Reputation: 195
I have a properties file that I've included within a jar I'll be distributing. Before I decided to include the file within the jar I was loading it like
properties.load(new FileInputStream(configFileName));
But this stopped working once the file was placed inside the jar so I changed the code to
properties.load(MyClass.class.getResourceAsStream(configFileName));
Only problem is I have unit tests that use my properties (which are loaded statically so I can't mock it). The unit tests are run before the jar is made so they all fail now. Is there an elegant way to handle a file that will be in a jar only if the program is run as a jar?
Upvotes: 0
Views: 216
Reputation: 7388
the problem probably is that this file is not visible to your classloader..
i'd use this
Classloader cl = getClass().getClassloader();
properties.load(cl.getResourceAsStream(configFileName))

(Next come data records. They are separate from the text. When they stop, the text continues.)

PR #508, opened 2019-01-31
Add noise model dict

quantumjim:
A command is added to the end of the qiskit/aer/device_noise_simulation.ipynb notebook. This prints out the noise model as a dictionary, to show a pretty comprehensive example of what a noise model looks like.


quantumjim:
This more than doubles the length of the notebook, because the dict is pretty big, but it's all dumped at the end.

Issue #523, opened 2019-02-19
move creating_third_party_provider.ipynb from basic to terra folder


jaygambetta:
### What is the expected behavior?
This we put in the wrong place. 

Also, we need to update the index file to link to it.

PR #524, opened 2019-02-19
Moved creating_third_party_provider.ipynb from basic to terra folder

yaelbh:
### Summary

According to #523


yaelbh:
Done.  Do we prefer "third party" or "third-party"?

Issue #528, opened 2019-02-21
An output of entanglement introduction.ipynb in qiskit terra tutorial might be wrong


ChenChengKuan:
### Informations
I use binder image in the Qiskit readme
- **Qiskit version**:
- **Python version**:
- **Operating system**:

### What is the current behavior?
The histogram of cell 13* in entanglement_introduction.ipynb shows only one state (00), however, it should show 2 random state as described in the context. 

*The output is the measurement of the figure below
<img width="400" alt="2019-02-21 7 21 19" src="https://user-images.githubusercontent.com/13601253/53173256-466f5480-3622-11e9-9e8d-e9fadbcd16e0.png">

### Steps to reproduce the problem
I get the same result every time when I reset and restart the notebook

### What is the expected behavior?
I should show random states as described in the context instead of a deterministic state.

fvarchon:
Hello,
I use (qiskit 0.7.2| python 3.6.3 |Anaconda custom (64-bit)| Windows 7). The problem seems to be related to BasicAer.

I am able to reproduce the same bug when I use:
backend = BasicAer.get_backend('qasm_simulator')

The problem disappears if I use: 
backend = Aer.get_backend('qasm_simulator')

ChenChengKuan:
Hello
it works like magic! , Thanks for your answer

PR #530, opened 2019-02-22
fix small bugs described in #528

ChenChengKuan:
### Summary
I replace BasicAer.get_backend('qasm_simulator') with Are.get_backend('qasm_simulator') to fix the bug described in #528


jaygambetta:
closing as basicaer will be fix in 0.7 update.

PR #535, opened 2019-02-27
Adding community/exercises folder and an example of exercise notebook

rraymondhp:
### Summary
I am proposing to add a directory that contains exercises to help users walk through tutorials and see if they understand what are written on the notebooks. 

### Details and comments
I added `exercises` directory under the `community` directory that will host notebooks containing exercises. The first exercise is also added. Comments and suggestions are welcomed!


rraymondhp:
@quantumjim  Thanks!
and ups, my bad! It was my mistake to include the answers.

But you are right, we must find a way to provide (and hide) the answer and cope with questions that have many possible answers.

Issue #554, opened 2019-03-09
error in week 0, slide 9,


omishina:
Hi all,
Great resource!
I am a quantum physicist and a physics education researcher and educator. 
I am read through week 0 of “Teach me quantum” and I spotted a typo on slide 9: in place of “macro” it is most likely intended to be “micro”.
Best!
Oxana

qubeat:
Hello, I just look at [the slides](https://github.com/Qiskit/qiskit-tutorials/blob/master/community/awards/teach_me_quantum_2018/TeachMeQ/Week_0-Hello_Quantum_World/slides.pdf)? It seems to me, that even after change "macro" to "micro" it still may sound not very clear.

omishina:
Hello,
Thanks for sharing.
I mentioned “Macro” on slide 9 as it is really a typo to change. 
In fact, I also think that there is an alternative, more transparent way for making quantum vs classical distinction.
As for using micro vs macro to distinguish quantum vs classical, this is quite common. It is true that the quantum effects, i.e. observations  that can not be described using classical theory, up to date are predominantly observed in micro systems. Although, it does not mean that quantum theory does not apply to macro objects. The thing is that observation predicted by quantum theory some times coincide with the prediction of the classical theory due to the decoherence in macro systems.
 But! 
With scientific progress we discover more and more systems which are quite macro that innfact demonstrate quantum properties. For example, a quantum memory for light which is build of a gas cell of few cm long (quite a macro object) stored the quantum state and permits to retrieve the quantum light at a later time. In this case, the “micro” vs “macro” division with a given border size does not apply any longer. 
I would say that such a division is rather qualitative, a historical trend, which reflects that in outcdaly live we do not observe quantum phenomena with our own eyes. But even this is questioned by scientific investigation today. One can not really putting a size border as Thierry will always be possible to find an example of a bigger system they demonstrates quantum properties.
To my point of view a more clear classical vs quantum destinction is the one which distinguish the models, but not the systems to which they apply.

yehuda-naveh:
Indeed, superconductivity e.g. a prime example of pure quantum at any macro scale. I made the small fix at #557 . Thanks for noticing the typo

omishina:
Hi,
I looked at the slides again but I see no changes.

yehuda-naveh:
It will be visible after the latex is compiled

jaygambetta:
[...]

PR #557, opened 2019-03-09
micro/macro typo and clarification in Hello Quantum World

yehuda-naveh:
fixed typo and addressed the legit discussion of #554


omishina:
Hi,
I looked at the slides again but I see no changes.

PR #560, opened 2019-03-10
typos on tutorial and binder issues

omarcostahamido:
### Summary
qiskit/basics/getting_started_with_qiskit.ipynb
a couple minor typo corrections

### DIFF
--- a/README.md
+++ b/README.md
@@ -10,7 +10,7 @@ In this repository, we've put together a collection of Jupyter notebooks aimed a
 
 The notebooks for these tutorials can be viewed here on GitHub. But for the full experience, you'll want to interact with them!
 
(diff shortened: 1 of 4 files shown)


omarcostahamido:
I have a new pull request to make, I think I fixed the binder issues.
what I had on my clipboard:

> i think i could fix the binder issues. simply by using lowercase on the username "qiskit" and correcting the the path to (...)tutorials instead of (...)tutorial forced it to rebuild the binder image.
> :)
> if this alone is not enough then we may try to specify python==3.6, because one guy here (https://gitter.im/jupyterhub/binder) was able to make it work just by doing so.
> 

and yes, I think python==3.6 is really necessary now.

omarcostahamido:
thank you @jaygambetta 
OCH

PR #566, opened 2019-03-19
Bug Fixing on jupyter notebook example

efviodo:
### Summary
Fixing cell description on backend filtering example at the_ibmq_provider.ipynb notebook.

### Details and comments

I changed a cell description on the filtering the backends example because it had an inconsistences between the cell description and the source code on cell.

I changed the qubits limit description from "have more than 10 qubits" to "have at most 5 qubits" in order to make sense with the condition in source code at the belowing cell. 

I changed cell description and not source code because below in notebooks, there are examples filtering backends with exactly 5 qubits. So in this way the fix makes the notebook more armonic.

### DIFF
--- a/qiskit/basics/the_ibmq_provider.ipynb
+++ b/qiskit/basics/the_ibmq_provider.ipynb
@@ -543,7 +543,7 @@
    "cell_type": "markdown",
    "metadata": {},
    "source": [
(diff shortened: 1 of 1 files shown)


efviodo:
I'm going to close the PR and create a new one, since I'm made a commit with a different author's name than my github account.

Issue #407, opened 2018-12-07
Bitstring encoding new tutorial


lukasszz:
Basing on the tutotrial "qiskit-tutorial/community/hello_world/string_comparison" I wanted to prepare something simpler and explained in more details. Could you help me answer my questions and provide better explanation in placess marked by: (???)
in [bitstring_encoding.ipynb](https://github.com/lukasszz/qiskit-tutorial/blob/bitstring_enc/community/hello_world/bitstring_encoding.ipynb)

quantumjim:
**??? 1**

In this encoding a four bit output of `abcd` means that the value at position `abc` of the original bit string is `d`. So, for example, `0001` means that the value at position `000` (i.e. 0, and so the first bit in the original string) is `1`. 

To decode, you can loop through all the four bit strings, extract the positions (from the first three bits) and the values (from the fourth) and use them to reconstruct the original 8 bit string. For example (note: untested code)

    decoded_string = [ '' for _ in range(8) ] # list with blank spaces for 8 bit values
    for string in st: # loop over all 4 bit strings in result
        pos = int(string[0:3]) # get integer that corresponds to first three bits
        decoded_string[pos] = string[4] # set the value of the decoded string at this position to the fouth bit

pay attention to your classload if this app is a webapplication.. you'll have many classloaders on this case.. your resource must be visible to this classloader.. in a servlet container like tomcat they work this way
Bootstrap
|
System
|
Common
/ \
Webapp1 Webapp2 ...
you can read more here http://tomcat.apache.org/tomcat-6.0-doc/class-loader-howto.html
Upvotes: 0
Reputation: 678
If you happy to have the properties file live with your source code then try:
properties.load(getClass().getResourceAsStream("my.properties"));
The my.properties
file will have to live in the same package as the .java
file in this case.
Upvotes: 0
Reputation: 46
One way to do this is call getResourceAsStream()
, and if it returns null call new FileInputStream()
.
But a better question is: why aren't the properties in your classpath when you run unit tests? If you're using a build tool like Maven, then this should be automatic. And it would give a better sense that you're actually building what you think you are.